Total RNA was isolated using TRIzol (catalog no. 15596026; Thermo Fisher) followed by cleaning with RNeasy kit (catalog no. 74104; Qiagen) coupled with on-column DNase I treatment (catalog no. 79254; Qiagen); 250 ng of the DNase-treated RNA was used to generate strand-specific sequencing libraries using TruSeq Stranded mRNA Library Prep (catalog no. 20020594; Illumina). Multiplexed libraries were sequenced as 50-nt single-end reads on a HiSeq2500 system (Illumina) at the Rockefeller University Genomics core facility.

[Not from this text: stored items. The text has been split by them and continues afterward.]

PR #1420, opened 2023-10-23
[Flare] Update a couple things in how flares are shipped

directionless:
Now that the SaaS side supports flare shipping, I've found a couple of issues, and tweaks:

- The most important is that we need to set a `Content-Type` header. Otherwise rails won't parse the data and we don't get the extra stuff.
- Rails will return the file name the flare is saved as. I've added that into the json struct.
- Update the output to and unify the call paths
- Set flare to upload by default

I considered, but did not, adjust flare to _also_ print doctor output. I'm on the fence about output in general. So it's still TBD

### DIFF
--- a/cmd/launcher/flare.go
+++ b/cmd/launcher/flare.go
@@ -33,7 +33,7 @@ func runFlare(args []string) error {
 		flagset            = flag.NewFlagSet("flare", flag.ExitOnError)
 		flSave             = flagset.String("save", "upload", "local | upload")
 		flOutputDir        = flagset.String("output_dir", ".", "path to directory to save flare output")
-		flUploadRequestURL = flagset.String("upload_request_url", "", "URL to request a signed upload URL")
+		flUploadRequestURL = flagset.String("upload_request_url", "https://api.kolide.com/api/agent/flare", "URL to request a signed upload URL")
 	)
 
 	if err := ff.Parse(flagset, args); err != nil {
--- a/cmd/launcher/flare.go
+++ b/cmd/launcher/flare.go
@@ -4,11 +4,13 @@ import (
 	"context"
 	"flag"
 	"fmt"
+	"io"
 	"os"
 	"path/filepath"
 	"strings"
 
 	"github.com/go-kit/kit/log"
+	"github.com/go-kit/kit/log/level"
 	"github.com/kolide/kit/ulid"
 	"github.com/kolide/launcher/pkg/agent/flags"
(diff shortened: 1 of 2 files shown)


James-Pickett (approved):

cmd/launcher/flare.go
```diff
@@ -28,32 +30,16 @@ func runFlare(args []string) error {
...
-		)
-		flUploadRequestURL = flagset.String(
-			"upload_request_url",
-			"",
-			"URL to request a signed upload URL",
-		)
+		flagset            = flag.NewFlagSet("flare", flag.ExitOnError)
+		flSave             = flagset.String("save", "upload", "local | upload")
+		flOutputDir        = flagset.String("output_dir", ".", "path to directory to save flare output")
+		flUploadRequestURL = flagset.String("upload_request_url", "", "URL to request a signed upload URL")
```
James-Pickett, line 36: should we populate this with the default URL or do we want to send down from control server? But sending from control server would mean that a non-enrolled launcher would still need this as a cmd line flag.

cmd/launcher/flare.go
```diff
@@ -67,23 +53,41 @@ func runFlare(args []string) error {
...
-		return fmt.Errorf("creating flare file (%s): %w", reportPath, err)
 	}
-	defer flareFile.Close()
 
-	return checkups.RunFlare(ctx, k, flareFile, checkups.StandaloneEnviroment)
+	if err := checkups.RunFlare(ctx, k, flareDest, checkups.StandaloneEnviroment); err != nil {
+		return err
+	}
+
+	level.Info(logger).Log("msg", successMessage, "file", flareDest.Name())
```
RebeccaMahany, line 91: I like how tidy adding `flareDest.Name()` is

RebeccaMahany (dismissed):

zackattack01 (dismissed):

cmd/launcher/flare.go
directionless: Oh! I hadn't even realized it didn't default to something. Yeah, let me update that. Thank you

directionless: How's that?

cmd/launcher/flare.go
directionless: Tiny inline interface FTW. (Not sure if inline is correct, but 🤷 )

James-Pickett (approved):

PR #1422, opened 2023-10-25
Export traces less frequently

RebeccaMahany:
The exporter already has a maximum batch size and maximum queue size configured, but we were never hitting the maximum batch size because the batch timeout is set very low by default, enforcing shipping batches every 5 seconds. This probably isn't necessary for our usecase, so I've increased the batch timeout to a minute.


directionless (dismissed):
Do we want control server adjustability here?

Or the pattern around uptime?

James-Pickett (dismissed):

RebeccaMahany:
> Do we want control server adjustability here?
> 
> Or the pattern around uptime?

I've updated so it's a control server flag!

pkg/agent/flags/keys/keys.go
```diff
@@ -45,6 +45,7 @@ const (
 	UpdateDirectory                FlagKey = "update_directory"
 	ExportTraces                   FlagKey = "export_traces"
 	TraceSamplingRate              FlagKey = "trace_sampling_rate"
+	TraceBatchTimeout              FlagKey = "trace_batch_timeout"
```
directionless, line 48: Do we need this as an exported flag?

directionless (approved):
If you think this should be exposed as a flag, okay.

pkg/agent/flags/keys/keys.go
RebeccaMahany: You're right -- removed from pkg/launcher/options.go, which will keep it from being a command-line/config flag. (We still need it here for all the control server setting stuff to work as expected -- this is the key it's stored under for the control server.)

directionless: I feel like we don't have great idioms yet.

directionless (approved):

RNA-sequencing Bioinformatics Pipeline.

Transcript alignment and quantification were done using Kallisto (33). Transcript indices for Kallisto were generated from Ensembl release hg38 and included all annotated complementary DNA and noncoding RNA transcripts. Differential expression analysis was then done using Sleuth (34). Gene names and attributes were queried from Ensembl using biomaRt. For genes containing multiple transcripts, we chose the transcript with the highest mean expression across all samples as the representative example for that gene. Heat maps were generated in R Studio.

Statistical Analyses.

Groups were compared by the Student t test. Correlations were calculated using the Spearman correlation coefficient. All statistical analyses were done using Prism 8 software (Graphpad).

Data Availability.

Datasets supporting the findings of this study have been deposited in a publicly available database (Gene Expression Omnibus accession no. GSE130219).